From the data below, set down exactly the lines between the one holding "PR #114, opened 2021-06-05" and the one holding "size_t num_contexts_in, size_t", inclusive, and no others.

Entries taken from a collection
☆ ☆ ☆ ☆ ☆

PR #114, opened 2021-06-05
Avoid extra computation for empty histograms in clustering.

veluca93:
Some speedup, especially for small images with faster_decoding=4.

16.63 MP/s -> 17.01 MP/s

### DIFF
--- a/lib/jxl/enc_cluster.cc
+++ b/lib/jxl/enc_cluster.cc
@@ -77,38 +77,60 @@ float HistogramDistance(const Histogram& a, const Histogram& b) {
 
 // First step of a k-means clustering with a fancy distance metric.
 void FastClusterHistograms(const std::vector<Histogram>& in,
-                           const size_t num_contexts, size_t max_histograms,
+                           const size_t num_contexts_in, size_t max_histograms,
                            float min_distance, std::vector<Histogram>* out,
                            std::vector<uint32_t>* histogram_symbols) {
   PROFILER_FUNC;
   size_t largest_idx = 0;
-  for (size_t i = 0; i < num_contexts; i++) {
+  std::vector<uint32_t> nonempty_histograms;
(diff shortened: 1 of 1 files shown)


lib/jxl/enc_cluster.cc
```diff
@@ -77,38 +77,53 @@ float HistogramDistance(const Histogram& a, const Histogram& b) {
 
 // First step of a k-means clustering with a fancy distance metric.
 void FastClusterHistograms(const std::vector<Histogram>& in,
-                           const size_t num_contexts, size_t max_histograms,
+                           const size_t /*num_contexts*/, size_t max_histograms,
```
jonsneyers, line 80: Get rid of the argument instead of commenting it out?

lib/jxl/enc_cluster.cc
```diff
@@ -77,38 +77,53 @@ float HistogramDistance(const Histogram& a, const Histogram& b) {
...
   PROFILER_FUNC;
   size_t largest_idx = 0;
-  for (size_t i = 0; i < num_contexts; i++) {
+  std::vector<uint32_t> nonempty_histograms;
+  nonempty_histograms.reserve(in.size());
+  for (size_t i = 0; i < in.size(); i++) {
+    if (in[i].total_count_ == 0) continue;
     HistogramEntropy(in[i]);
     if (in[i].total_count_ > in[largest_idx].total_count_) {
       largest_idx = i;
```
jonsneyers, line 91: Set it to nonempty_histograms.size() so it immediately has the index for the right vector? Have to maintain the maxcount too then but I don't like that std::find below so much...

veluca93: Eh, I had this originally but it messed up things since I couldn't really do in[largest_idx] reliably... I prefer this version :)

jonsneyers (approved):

☆ ☆ ☆ ☆ ☆

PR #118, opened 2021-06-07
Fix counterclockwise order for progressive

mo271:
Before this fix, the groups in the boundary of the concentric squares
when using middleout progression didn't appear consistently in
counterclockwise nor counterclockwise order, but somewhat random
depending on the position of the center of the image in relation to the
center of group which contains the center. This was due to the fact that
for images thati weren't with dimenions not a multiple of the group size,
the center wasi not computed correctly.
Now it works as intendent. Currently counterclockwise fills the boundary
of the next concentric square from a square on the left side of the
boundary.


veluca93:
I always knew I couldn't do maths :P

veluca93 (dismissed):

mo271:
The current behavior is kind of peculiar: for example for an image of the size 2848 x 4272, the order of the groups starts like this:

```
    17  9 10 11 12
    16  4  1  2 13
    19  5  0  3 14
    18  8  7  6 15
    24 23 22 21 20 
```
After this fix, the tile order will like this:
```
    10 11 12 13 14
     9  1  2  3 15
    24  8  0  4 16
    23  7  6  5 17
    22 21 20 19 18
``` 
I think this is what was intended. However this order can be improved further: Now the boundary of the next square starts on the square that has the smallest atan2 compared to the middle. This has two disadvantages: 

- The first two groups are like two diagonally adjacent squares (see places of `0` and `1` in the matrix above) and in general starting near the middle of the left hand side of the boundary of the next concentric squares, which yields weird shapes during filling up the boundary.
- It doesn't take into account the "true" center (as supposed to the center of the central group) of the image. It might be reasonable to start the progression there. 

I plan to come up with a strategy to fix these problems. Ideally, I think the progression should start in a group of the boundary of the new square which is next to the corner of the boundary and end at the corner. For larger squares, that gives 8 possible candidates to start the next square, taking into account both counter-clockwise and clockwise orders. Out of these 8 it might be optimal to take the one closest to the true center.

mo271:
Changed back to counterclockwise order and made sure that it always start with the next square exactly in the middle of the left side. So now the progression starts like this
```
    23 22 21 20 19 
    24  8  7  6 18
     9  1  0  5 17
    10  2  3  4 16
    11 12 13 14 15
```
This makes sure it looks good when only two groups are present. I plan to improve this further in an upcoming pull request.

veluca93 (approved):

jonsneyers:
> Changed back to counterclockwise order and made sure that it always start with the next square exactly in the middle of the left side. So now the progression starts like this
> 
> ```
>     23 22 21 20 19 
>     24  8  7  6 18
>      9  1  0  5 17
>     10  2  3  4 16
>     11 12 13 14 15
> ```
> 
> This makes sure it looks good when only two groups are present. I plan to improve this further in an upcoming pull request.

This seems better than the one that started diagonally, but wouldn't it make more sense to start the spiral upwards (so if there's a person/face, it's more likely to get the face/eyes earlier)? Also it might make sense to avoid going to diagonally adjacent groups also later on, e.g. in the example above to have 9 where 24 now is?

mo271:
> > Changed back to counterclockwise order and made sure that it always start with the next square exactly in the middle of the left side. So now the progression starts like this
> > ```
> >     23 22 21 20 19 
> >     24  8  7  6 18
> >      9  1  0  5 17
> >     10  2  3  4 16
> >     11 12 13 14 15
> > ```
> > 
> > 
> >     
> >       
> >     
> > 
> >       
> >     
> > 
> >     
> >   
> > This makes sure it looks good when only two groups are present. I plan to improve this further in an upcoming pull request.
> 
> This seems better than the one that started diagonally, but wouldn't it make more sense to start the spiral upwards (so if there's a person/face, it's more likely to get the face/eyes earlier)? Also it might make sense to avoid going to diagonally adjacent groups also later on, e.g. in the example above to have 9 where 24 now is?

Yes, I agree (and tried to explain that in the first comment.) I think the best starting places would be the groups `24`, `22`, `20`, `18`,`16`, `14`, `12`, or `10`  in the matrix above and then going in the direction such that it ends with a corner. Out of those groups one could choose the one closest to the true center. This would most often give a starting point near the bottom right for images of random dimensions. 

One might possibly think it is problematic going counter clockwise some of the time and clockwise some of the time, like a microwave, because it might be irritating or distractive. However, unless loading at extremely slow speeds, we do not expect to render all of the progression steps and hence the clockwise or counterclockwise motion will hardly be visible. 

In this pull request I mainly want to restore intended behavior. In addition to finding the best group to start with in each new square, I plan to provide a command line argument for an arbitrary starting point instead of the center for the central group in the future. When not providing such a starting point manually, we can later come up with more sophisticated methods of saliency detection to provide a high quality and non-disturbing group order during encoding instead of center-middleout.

☆ ☆ ☆ ☆ ☆

* _SOLUTION BELOW_:
PR #114, opened 2021-06-05
Avoid extra computation for empty histograms in clustering.

veluca93:
Some speedup, especially for small images with faster_decoding=4.

16.63 MP/s -> 17.01 MP/s

### DIFF
--- a/lib/jxl/enc_cluster.cc
+++ b/lib/jxl/enc_cluster.cc
@@ -77,38 +77,60 @@ float HistogramDistance(const Histogram& a, const Histogram& b) {
 
 // First step of a k-means clustering with a fancy distance metric.
 void FastClusterHistograms(const std::vector<Histogram>& in,
-                           const size_t num_contexts, size_t max_histograms,
+                           const size_t num_contexts_in, size_t max_histograms,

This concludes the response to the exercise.